■ Problem to solve:
Write out the data below exactly, beginning with the first line and ending once the line that has "can be used." is written.

■ Provided records:

+===+

PR #14433, opened 2026-01-07
Fix for change in `java.io.File` API in Java 25

cholmcc:
In particular the test if a file exists `new File("").exists()` now
returns `true` rather than false.  And `File("")` points to the run-time
default directory (`user.dir`) rather than to nothing. See also

    https://www.oracle.com/java/technologies/javase/25all-relnotes.html#JDK-8024695

The fix changes the `FileChooser` so that files that are opened for
reading are checked for existence (using `isFile`) before returning to
the caller.  If the file isn't found, then return `ERROR_OPTION`, so
that the client code can simply assume a return value of
`ACCCEPT_OPTION` means the chosen file is valid and can be used.

Some other similar fixes around in the code.

These all simplify the client code.

### DIFF
--- a/vassal-app/src/main/java/VASSAL/build/GameModule.java
+++ b/vassal-app/src/main/java/VASSAL/build/GameModule.java
@@ -697,7 +697,7 @@ public class GameModule extends AbstractConfigurable
     final DataArchive darch = getDataArchive();
 
     final File f = new File(darch.getName());
-    if (!f.exists() || f.length() == 0) {
+    if (!f.isFile() || f.length() == 0) {
       // new module, no buildFile
       build(null);
     }
--- a/vassal-app/src/main/java/VASSAL/build/module/GameState.java
+++ b/vassal-app/src/main/java/VASSAL/build/module/GameState.java
@@ -801,7 +801,7 @@ public class GameState implements CommandEncoder {
     final GameModule g = GameModule.getGameModule();
 
     try {
-      if (!f.exists()) throw new FileNotFoundException("Unable to locate " + f.getPath());
+      if (!f.isFile()) throw new FileNotFoundException("Unable to locate \"" + f.getAbsolutePath() + "\"");
 
       // Check the Save game for validity
       if (!isSaveMetaDataValid(f)) {
@@ -1016,7 +1016,7 @@ public class GameState implements CommandEncoder {
   }
 
   protected boolean checkForOldSaveFile(File f) {
-    if (f.exists()) {
+    if (f.isFile()) {
       // warn user if overwriting a save from an old version
       final AbstractMetaData md = MetaDataFactory.buildMetaData(f);
       if (md instanceof SaveMetaData) {
--- a/vassal-app/src/main/java/VASSAL/build/module/WizardSupport.java
+++ b/vassal-app/src/main/java/VASSAL/build/module/WizardSupport.java
@@ -795,7 +795,7 @@ public class WizardSupport {
           @Override
           public void propertyChange(PropertyChangeEvent evt) {
             final File f = (File) evt.getNewValue();
-            if (f == null || !f.exists()) {
+            if (f == null || !f.isFile()) {
               controller.setProblem(Resources.getString("WizardSupport.NoSuchFile")); //$NON-NLS-1$
             }
             else if (f.isDirectory()) {
--- a/vassal-app/src/main/java/VASSAL/build/module/map/ImageSaver.java
+++ b/vassal-app/src/main/java/VASSAL/build/module/map/ImageSaver.java
@@ -252,12 +252,9 @@ public class ImageSaver extends AbstractToolbarItem {
       files.add(f);
 
       // make sure that we can write the file before proceeding
-      if (f.exists()) {
-        if (!f.canWrite()) {
-          throw new IOException(
-            "Cannot write to the file \"" + f.getAbsolutePath() + "\""
-          );
-        }
+      if (f.exists() && (f.getPath().isEmpty() || !f.canWrite())) {
+        throw new IOException(
+          "Cannot write to the file \"" + f.getAbsolutePath() + "\"");
       }
       else {
         final File p = f.getParentFile();
--- a/vassal-app/src/main/java/VASSAL/build/module/metadata/MetaDataFactory.java
+++ b/vassal-app/src/main/java/VASSAL/build/module/metadata/MetaDataFactory.java
@@ -54,7 +54,7 @@ public class MetaDataFactory {
   public static AbstractMetaData buildMetaData(File file) {
 
     // Check the file exists and is a file
-    if (file == null || !file.exists() || !file.isFile())
+    if (file == null || !file.isFile())
       return null;
 
     try (ZipFile zip = new ZipFile(file)) {
--- a/vassal-app/src/main/java/VASSAL/configure/IconConfigurer.java
+++ b/vassal-app/src/main/java/VASSAL/configure/IconConfigurer.java
@@ -145,15 +145,12 @@ public class IconConfigurer extends Configurer {
     if (fc.showOpenDialog(getControls()) != FileChooser.APPROVE_OPTION) {
       setValue(null);
       setToolTipText(null);
+      return;
     }
-    else {
-      final File f = fc.getSelectedFile();
-      if (f != null && f.exists()) {
-        GameModule.getGameModule().getArchiveWriter()
-                                  .addImage(f.getPath(), f.getName());
-        setValue(f.getName());
-        setToolTipText(f.getPath());
-      }
-    }
+    final File f = fc.getSelectedFile();
+    GameModule.getGameModule().getArchiveWriter()
+        .addImage(f.getPath(), f.getName());
+    setValue(f.getName());
+    setToolTipText(f.getPath());
   }
 }
--- a/vassal-app/src/main/java/VASSAL/configure/ImageSelector.java
+++ b/vassal-app/src/main/java/VASSAL/configure/ImageSelector.java
@@ -191,7 +191,7 @@ public class ImageSelector extends Configurer implements ItemListener {
     final FileChooser fc = gm.getEditorImageChooser();
     fc.setFileFilter(new ImageFileFilter());
 
-    if (fc.showOpenDialog(gm.getPlayerWindow()) == FileChooser.APPROVE_OPTION && fc.getSelectedFile().exists()) {
+    if (fc.showOpenDialog(gm.getPlayerWindow()) == FileChooser.APPROVE_OPTION) {
       final String name = fc.getSelectedFile().getName();
       gm.getArchiveWriter().addImage(fc.getSelectedFile().getPath(), name);
       select.setModel(new DefaultComboBoxModel<>(ArrayUtils.addFirst(gm.getDataArchive().getImageNames(), NO_IMAGE)));
--- a/vassal-app/src/main/java/VASSAL/counters/ImagePicker.java
+++ b/vassal-app/src/main/java/VASSAL/counters/ImagePicker.java
@@ -167,8 +167,7 @@ public class ImagePicker extends JPanel
     final FileChooser fc = gm.getEditorImageChooser();
     fc.setFileFilter(new ImageFileFilter());
 
-    if (fc.showOpenDialog(this) == FileChooser.APPROVE_OPTION
-         && fc.getSelectedFile().exists()) {
+    if (fc.showOpenDialog(this) == FileChooser.APPROVE_OPTION) {
       final String name = fc.getSelectedFile().getName();
       gm.getArchiveWriter().addImage(fc.getSelectedFile().getPath(), name);
       select.setModel(new DefaultComboBoxModel<>(
--- a/vassal-app/src/main/java/VASSAL/launch/AbstractLaunchAction.java
+++ b/vassal-app/src/main/java/VASSAL/launch/AbstractLaunchAction.java
@@ -170,28 +170,17 @@ public abstract class AbstractLaunchAction extends AbstractAction {
     // loop until cancellation or we get an existing file
     if (fc.showOpenDialog() == FileChooser.APPROVE_OPTION) {
       lr.module = fc.getSelectedFile();
-      if (lr.module != null) {
-        if (lr.module.exists()) {
-          final AbstractMetaData metadata =
-            MetaDataFactory.buildMetaData(lr.module);
-          if (!(metadata instanceof ModuleMetaData)) {
-            ErrorDialog.show(
-              "Error.invalid_vassal_module", lr.module.getAbsolutePath()); //NON-NLS
-            logger.error(
-              "-- Load of {} failed: Not a Vassal module", //NON-NLS
-              lr.module.getAbsolutePath()
-            );
-            lr.module = null;
-          }
-        }
-        else {
-          lr.module = null;
-        }
-// FIXME: do something to warn about nonexistent file
-//        FileNotFoundDialog.warning(window, lr.module);
+      final AbstractMetaData metadata =
+        MetaDataFactory.buildMetaData(lr.module);
+      if (!(metadata instanceof ModuleMetaData)) {
+        ErrorDialog.show(
+          "Error.invalid_vassal_module", lr.module.getAbsolutePath()); //NON-NLS
+        logger.error(
+          "-- Load of {} failed: Not a Vassal module", //NON-NLS
+          lr.module.getAbsolutePath());
+        lr.module = null;
       }
     }
-
     return lr.module;
   }
 
--- a/vassal-app/src/main/java/VASSAL/launch/Editor.java
+++ b/vassal-app/src/main/java/VASSAL/launch/Editor.java
@@ -154,19 +154,12 @@ public class Editor extends Launcher {
       if (fc.showOpenDialog() == FileChooser.APPROVE_OPTION) {
         lr.importFile = fc.getSelectedFile();
 
-        if (lr.importFile != null) {
-          if (lr.importFile.exists()) {
-            final AbstractMetaData metadata =
-              MetaDataFactory.buildMetaData(lr.importFile);
-            if (!(metadata instanceof ImportMetaData)) {
-              ErrorDialog.show("Error.invalid_import_file", lr.importFile.getAbsolutePath());  //NON-NLS
-              logger.error("Import of " + lr.importFile.getAbsolutePath() + " failed: unrecognized import type");  //NON-NLS
-              lr.importFile = null;
-            }
-          }
-          else {
-            lr.importFile = null;
-          }
+        final AbstractMetaData metadata =
+          MetaDataFactory.buildMetaData(lr.importFile);
+        if (!(metadata instanceof ImportMetaData)) {
+          ErrorDialog.show("Error.invalid_import_file", lr.importFile.getAbsolutePath());  //NON-NLS
+          logger.error("Import of " + lr.importFile.getAbsolutePath() + " failed: unrecognized import type");  //NON-NLS
+          lr.importFile = null;
         }
       }
 
--- a/vassal-app/src/main/java/VASSAL/launch/LoadModuleAction.java
+++ b/vassal-app/src/main/java/VASSAL/launch/LoadModuleAction.java
@@ -64,10 +64,7 @@ public class LoadModuleAction extends GameModuleAction {
       }
 
       if (fc.showOpenDialog() == FileChooser.APPROVE_OPTION) {
-        final File f = fc.getSelectedFile();
-        if (f != null && f.exists()) {
-          target = f;
-        }
+        target = fc.getSelectedFile();
       }
 
       // bail out if still no target
--- a/vassal-app/src/main/java/VASSAL/launch/ModuleManagerWindow.java
+++ b/vassal-app/src/main/java/VASSAL/launch/ModuleManagerWindow.java
@@ -566,7 +566,7 @@ public class ModuleManagerWindow extends JFrame {
       Arrays.stream(moduleConfig.getStringArray())
     ).sorted().distinct().forEach(s -> {
       final ModuleInfo module = new ModuleInfo(s);
-      if (module.getFile().exists() && module.isValid()) {
+      if (module.getFile().isFile() && module.isValid()) {
         moduleList.add(module);
       }
       else {
--- a/vassal-app/src/main/java/VASSAL/tools/filechooser/FileChooser.java
+++ b/vassal-app/src/main/java/VASSAL/tools/filechooser/FileChooser.java
@@ -212,7 +212,15 @@ public abstract class FileChooser {
 
     @Override
     public int showOpenDialog(Component parent) {
-      final int value = fc.showOpenDialog(parent);
+      int value = fc.showOpenDialog(parent);
+      final int mode = fc.getFileSelectionMode();
+      final File selected = getSelectedFile();
+      if (value == APPROVE_OPTION &&
+          ((mode == DIRECTORIES_ONLY && !selected.isDirectory()) ||
+           (mode == FILES_ONLY       && !selected.isFile()))) {
+        value = ERROR_OPTION;
+        fc.setSelectedFile(null);
+      }
       updateDirectoryPreference();
       return value;
     }
@@ -356,7 +364,7 @@ public abstract class FileChooser {
 
       fd.setModal(true);
       fd.setFilenameFilter(filter);
-      if (cur != null) {
+      if (cur != null && !cur.getPath().isEmpty()) {
         if (cur.isDirectory())
           fd.setDirectory(cur.getPath());
         else {
@@ -376,10 +384,20 @@ public abstract class FileChooser {
       final int value;
       if (fd.getFile() != null) {
         cur = new File(fd.getDirectory(), fd.getFile());
-        value = APPROVE_OPTION;
+        if (cur.isFile() && mode == FILES_ONLY) {
+          value = APPROVE_OPTION;
+        }
+        else if (cur.isDirectory() && mode == DIRECTORIES_ONLY) {
+          value = APPROVE_OPTION;
+        }
+        else {
+          value = ERROR_OPTION;
+          cur = null;
+        }
       }
       else {
         value = CANCEL_OPTION;
+        cur = null;
       }
       updateDirectoryPreference();
       return value;
--- a/vassal-app/src/main/java/VASSAL/tools/icon/IconFamily.java
+++ b/vassal-app/src/main/java/VASSAL/tools/icon/IconFamily.java
@@ -644,34 +644,28 @@ public class IconFamily extends AbstractConfigurable {
       final FileChooser fc = GameModule.getGameModule().getEditorImageChooser();
       fc.setFileFilter(new FamilyImageFilter(family.getName()));
       fc.setSelectedFile(new File(family.getName() + ".*")); //$NON-NLS-1$
-      if (fc.showOpenDialog(getControls()) != FileChooser.APPROVE_OPTION) {
-        setWarning(""); //$NON-NLS-1$
-        setValue(null);
-      }
-      else {
+      if (fc.showOpenDialog(getControls()) == FileChooser.APPROVE_OPTION) {
         final File f = fc.getSelectedFile();
-        if (f != null && f.exists()) {
-          final String name = f.getName();
-          if (name.split("\\.").length != 2) { //$NON-NLS-1$
-            showError(Resources.getString("Editor.IconFamily.illegal_icon_name")); //$NON-NLS-1$
-          }
-          else if (!name.startsWith(family.getName())) {
-            showError(Resources.getString("Editor.IconFamily.bad_icon_name", family.getName())); //$NON-NLS-1$
-          }
-          else if (!ImageUtils.hasImageSuffix(name)) {
-            showError(Resources.getString("Editor.IconFamily.bad_icon_file")); //$NON-NLS-1$
-          }
-          else {
-            GameModule.getGameModule().getArchiveWriter().addImage(f.getPath(),
-                buildPath(f.getName()));
-            setWarning(""); //$NON-NLS-1$
-            setValue(name);
-          }
+        final String name = f.getName();
+        if (name.split("\\.").length != 2) { //$NON-NLS-1$
+          showError(Resources.getString("Editor.IconFamily.illegal_icon_name")); //$NON-NLS-1$
+        }
+        else if (!name.startsWith(family.getName())) {
+          showError(Resources.getString("Editor.IconFamily.bad_icon_name", family.getName())); //$NON-NLS-1$
+        }
+        else if (!ImageUtils.hasImageSuffix(name)) {
+          showError(Resources.getString("Editor.IconFamily.bad_icon_file")); //$NON-NLS-1$
         }
         else {
+          GameModule.getGameModule().getArchiveWriter().addImage(f.getPath(),
+              buildPath(f.getName()));
           setWarning(""); //$NON-NLS-1$
-          setValue(null);
+          setValue(name);
         }
+      }
+      else {
+        setWarning(""); //$NON-NLS-1$
+        setValue(null);
       }
     }
 
--- a/vassal-app/src/main/java/VASSAL/tools/image/tilecache/ImageTileDiskCache.java
+++ b/vassal-app/src/main/java/VASSAL/tools/image/tilecache/ImageTileDiskCache.java
@@ -96,7 +96,7 @@ public class ImageTileDiskCache implements ImageTileSource, FileStore {
     double scale) throws ImageIOException {
 
     final File f = new File(tileNameFor(name, tileX, tileY, scale));
-    return f.exists() && f.isFile();
+    return f.isFile();
   }
 
   /** {@inheritDoc} */
--- a/vassal-app/src/main/java/VASSAL/tools/imports/ImportAction.java
+++ b/vassal-app/src/main/java/VASSAL/tools/imports/ImportAction.java
@@ -149,10 +149,8 @@ public final class ImportAction extends EditModuleAction {
 
     if (fc.showOpenDialog() == FileChooser.APPROVE_OPTION) {
       final File f = fc.getSelectedFile();
-      if (f != null && f.exists()) {
-        loadModule(f);
-        actionCancelled = false;
-      }
+      loadModule(f);
+      actionCancelled = false;
     }
   }
 
@@ -263,8 +261,10 @@ public final class ImportAction extends EditModuleAction {
    */
   public File getCaseInsensitiveFile(File f, File base,
       boolean queryIfNotFound, FileFilter filter) {
+    if (f.getPath().isEmpty())
+      return null;
     // Easy case
-    if (f.exists())
+    if (f.isFile())
       return f;
 
     final String name = Importer.getFileName(f.getName());
@@ -307,8 +307,7 @@ public final class ImportAction extends EditModuleAction {
       fc.setSelectedFile(new File(f.getName()));
 
       if (fc.showOpenDialog() == FileChooser.APPROVE_OPTION) {
-        final File p = fc.getSelectedFile();
-        if (p.exists()) return p;
+        return fc.getSelectedFile();
       }
     }
 
--- a/vassal-app/src/main/java/VASSAL/tools/io/Tailer.java
+++ b/vassal-app/src/main/java/VASSAL/tools/io/Tailer.java
@@ -71,6 +71,7 @@ public class Tailer {
    */
   public Tailer(File file, long poll_interval) {
     if (file == null) throw new IllegalArgumentException("file == null");
+    if (file.getPath().isEmpty()) throw new IllegalArgumentException("Empty file name");
 
     this.file = file;
     this.poll_interval = poll_interval;
--- a/vassal-app/src/main/java/VASSAL/configure/FileConfigurer.java
+++ b/vassal-app/src/main/java/VASSAL/configure/FileConfigurer.java
@@ -93,7 +93,7 @@ public class FileConfigurer extends Configurer {
   public void setValue(Object o) {
 // FIXME: this creates a problem when the referenced file is in the JAR
     final File f = (File) o;
-    if (f != null && f.exists()) {
+    if (f != null && !f.getPath().isEmpty() && f.exists()) {
       if (archive != null) {
         addToArchive(f);
       }
@@ -110,7 +110,7 @@ public class FileConfigurer extends Configurer {
 
   @Override
   public void setValue(String s) {
-    if (s == null)
+    if (s == null || s.isEmpty())
       setValue((Object) null);
     else {
       setValue(new File(s));


rlament:
I think this is overkill. In places where the `File` object is the result of a file chooser, on cancellation it will be null not an empty string. No need to test the path in these cases.

The place to apply a fix is where the File object is assigned an empty string, changing that assignment to a null instead. https://github.com/vassalengine/vassal/pull/14427#discussion_r2667065869

vassal-app/src/main/java/VASSAL/counters/MassPieceLoader.java
```diff
@@ -558,7 +558,7 @@ public Component getTableCellEditorComponent(JTable table, Object value,
      */
     protected void loadImageNames(File dir) {
       imageNames.clear();
-      if (dir != null && dir.isDirectory()) {
+      if (dir != null && !dir.getPath().isEmpty() && dir.isDirectory()) {
```
rlament: Why would the current directory (i.e. empty string) be invalid here? Seems reasonable to load images from the current directory, although I have not tested that this actually works.

cholmcc: Basically, if you want the test to be the same as before, then we'd better check for an empty file name.  But, I don't think this is a case where it is truly necessary.  But note, the empty string as a file name refers to the `user.dir` directory - which isn't necessarily the same as the current directory.   Also, Vassal explicitly changes directory to its installation directory, and in so far as that is considered the same as the `""` directory, I do not think it makes much sense to load images from there.  

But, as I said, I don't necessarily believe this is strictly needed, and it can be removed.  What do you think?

+===+

■ Finished task:
PR #14433, opened 2026-01-07
Fix for change in `java.io.File` API in Java 25

cholmcc:
In particular the test if a file exists `new File("").exists()` now
returns `true` rather than false.  And `File("")` points to the run-time
default directory (`user.dir`) rather than to nothing. See also

    https://www.oracle.com/java/technologies/javase/25all-relnotes.html#JDK-8024695

The fix changes the `FileChooser` so that files that are opened for
reading are checked for existence (using `isFile`) before returning to
the caller.  If the file isn't found, then return `ERROR_OPTION`, so
that the client code can simply assume a return value of
`ACCCEPT_OPTION` means the chosen file is valid and can be used.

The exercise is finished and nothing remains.